In the 1970s, EJ's baseball team won three state titles, in 1971, 1972, and 1978. In 1971, EJ beat Broadmoor 8–1 to win the 4A title. EJ repeated as 4A state champs in 1972, defeating Neville 3–2. In 1978, EJ won another 4A title, beating West Monroe by a score of 3–1.

==Notable alumni==

- Micah Blunt (class of 1978): basketball player who was the first Louisiana player to be selected to the McDonald's All-American Game Blunt was drafted in 1982 by the Los Angeles Lakers.
- Joe Brockhoff (class of 1956): head baseball coach at Tulane University from 1975 to 1993. Brockhoff also played baseball in the New York Yankees organization.
- Matthew Brunson: guitarist for the bands Crowbar and Kingdom of Sorrow
- John T. Curtis, Jr.: second-winningest head coach in high school football history at John Curtis Christian School
- Harlan Davis (class of 1986): Track & Field and American football standout. Set several Louisiana High school track records at the time. One still stands to this day that he set in 1985, he is the La State record holder for Class 4A 200m dash with a time of 21.09sec. Went on to compete in the 1988 Olympic trials in Indianapolis and reached the quarterfinal rd of the 200m. Also was a 1991 5th rd NFL draft selection by the Seattle Seahawks.

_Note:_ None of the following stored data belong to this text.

PR #1572, opened 2019-01-08
Dns server improvements

mikee47:
Remove leading underscores from member variable names
Provide initialisers for all member variables
Store `ttl` member variable in host order, not network 
Use ip_addr for resolvedIP
Tidy #includes
Move trivial code into header
downcaseAndRemoveWwwPrefix is a static method
Use new/delete instead of malloc/free

### DIFF
--- a/Sming/SmingCore/Network/DNSServer.cpp
+++ b/Sming/SmingCore/Network/DNSServer.cpp
@@ -14,17 +14,14 @@
 #include "DNSServer.h"
 #include "UdpConnection.h"
 #include "NetUtils.h"
-#include "../Wiring/WString.h"
+#include "WString.h"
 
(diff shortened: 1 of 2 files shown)


mikee47:
Tested using DNSCaptivePortal sample, works fine on my phone, debug logs look fine.

Sming/SmingCore/Network/DNSServer.cpp
```diff
@@ -14,79 +14,56 @@
...
-
-void DNSServer::setErrorReplyCode(const DNSReplyCode& replyCode)
-{
-	_errorReplyCode = replyCode;
-}
-
-void DNSServer::setTTL(const uint32_t& ttl)
-{
-	_ttl = htonl(ttl);
+	free(buffer);
```
slaff: I guess this should be replaced with `delete[] buffer`.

- Randy Hilliard (class of 1985): American football defensive back who played in the National Football League
- Bunny Matthews: music journalist and cartoonist, best known for his characters Vic and Nat'ly
- Mike Miley (class of 1971): athlete known for being a two-sport athlete playing quarterback and shortstop at LSU. Shortstop for the California Angels from 1975 to 1976, until his death in 1976 at the age of twenty-three. Airline Park Playground was renamed in his honor.

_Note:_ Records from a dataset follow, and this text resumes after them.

PR #1575, opened 2019-01-19
HardwarePWM: more fine grained control

verybadsoldier:
* add control functions based on channel numbers
* added option to not updated PWM when setting duty (for bulk channel update)
* added function to actually update PWM (for bulk channel update)

Please consider to add this. It is meant to be able to use channel numbers instead of pin numbers and to do bulk updates of multiple channels.


slaff:
@verybadsoldier We are enforcing coding standard for files under `samples` and `SmingCore`.  Please make sure to install clang-format and then run `make cs`. For more information read the `Coding Style Rules` section in the [release notes for v.3.6.1](https://github.com/SmingHub/Sming/releases/tag/3.6.1).

```
!!! Sming/SmingCore/HardwarePWM.cpp not compliant to coding style, here is the fix:
--- Sming/SmingCore/HardwarePWM.cpp	2019-01-19 11:19:48.659791451 +0000
+++ /dev/fd/63	2019-01-19 11:19:52.999996779 +0000
@@ -81,7 +81,7 @@
  */
 uint32 HardwarePWM::getDutyChan(uint8 chan)
 {
-	if (chan == PWM_BAD_CHANNEL)
+	if(chan == PWM_BAD_CHANNEL)
 		return 0;
 	else
 		return pwm_get_duty(chan);
@@ -109,7 +109,7 @@
 		return false;
 	} else if(duty <= maxduty) {
 		pwm_set_duty(duty, chan);
-		if (update)
+		if(update)
 			updatePWM();
 		return true;
 	} else {
!!! Sming/SmingCore/HardwarePWM.h not compliant to coding style, here is the fix:
--- Sming/SmingCore/HardwarePWM.h	2019-01-19 11:19:48.659791451 +0000
+++ /dev/fd/63	2019-01-19 11:19:53.007997154 +0000
@@ -51,13 +51,13 @@
      */
 	bool analogWrite(uint8 pin, uint32 duty);
 
-    /** @brief  Set PWM duty cycle for a channel
+	/** @brief  Set PWM duty cycle for a channel
      *  @param  channel Channel to set
      *  @param  duty Value of duty cycle to set channel to
      *  @param  update Update PWM output
      */
-	bool setDutyChan(uint8 chan, uint32 duty, bool update=true);
+	bool setDutyChan(uint8 chan, uint32 duty, bool update = true);
 
 	/** @brief  Set PWM duty cycle
      *  @param  pin GPIO to set
@@ -65,7 +65,7 @@
      *  @param  update Update PWM output
      */
-	bool setDuty(uint8 pin, uint32 duty, bool update=true);
+	bool setDuty(uint8 pin, uint32 duty, bool update = true);
 
 	/** @brief  Get PWM duty cycle
 	 *  @param  chan Channel to get duty cycle for
```

slaff:
@mikee47 When you have time can you review this PR?

verybadsoldier:
@slaff 
Ok sorry, updated.

slaff:
@verybadsoldier What is the impact of the changes to users using current HardwarePWM implementation. Are there any side effects or incompatibilities that they should be aware of?

verybadsoldier:
The patch is meant to be fully backwards compatible and only introduces additional functions to directly address PWM channels (`setDutyChan` & `getDutyChan`).

Sming/SmingCore/HardwarePWM.h
```diff
@@ -87,6 +102,10 @@ class HardwarePWM
      */
 	uint32 getMaxDuty();
 
+	/** @brief  This function is used to actually update the PWM.
+	 */
+	void updatePWM();
```
mikee47: Does this need to be a public method?

Sming/SmingCore/HardwarePWM.cpp
```diff
@@ -75,39 +75,61 @@ bool HardwarePWM::analogWrite(uint8 pin, uint32 duty)
 	return setDuty(pin, duty);
 }
 
+/* Function Name: getDutyChan
+ * Description: This function is used to get the duty cycle number for a given channel
+ * Parameters: chan -Esp8266 channel number
+ */
+uint32 HardwarePWM::getDutyChan(uint8 chan)
+{
+	if(chan == PWM_BAD_CHANNEL)
```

- Neil Reed (class of 1994): most recognized for his choking incident with coach Bob Knight while attending Indiana University. He was named Louisiana Player of the Year in 1994 and was a two-time state MVP.
- John Schroder (class of 1979): state representative from St. Tammany Parish
- Otis Smith: former NFL cornerback and defensive assistant coach for the New England Patriots of the National Football League
- Julie Skinner Stokes (class of 1988): State Representative from Jefferson Parish
- Glynn Sudbery (class of 1960): gay activist
- Dwight Walker (class of 1977): football running back for Nicholls State University. Drafted in the 4th round by the Cleveland Browns as a RB and WR from 1982 to 1984. Played for the New Orleans Saints as a WR in 1987.
- Marty Wetzel (class of 1977): football player for Tulane University then drafted in the 10th round by the New York Jets in 1981–1982
- Barry Raziano: major league pitcher with the Kansas City Royals and California Angels.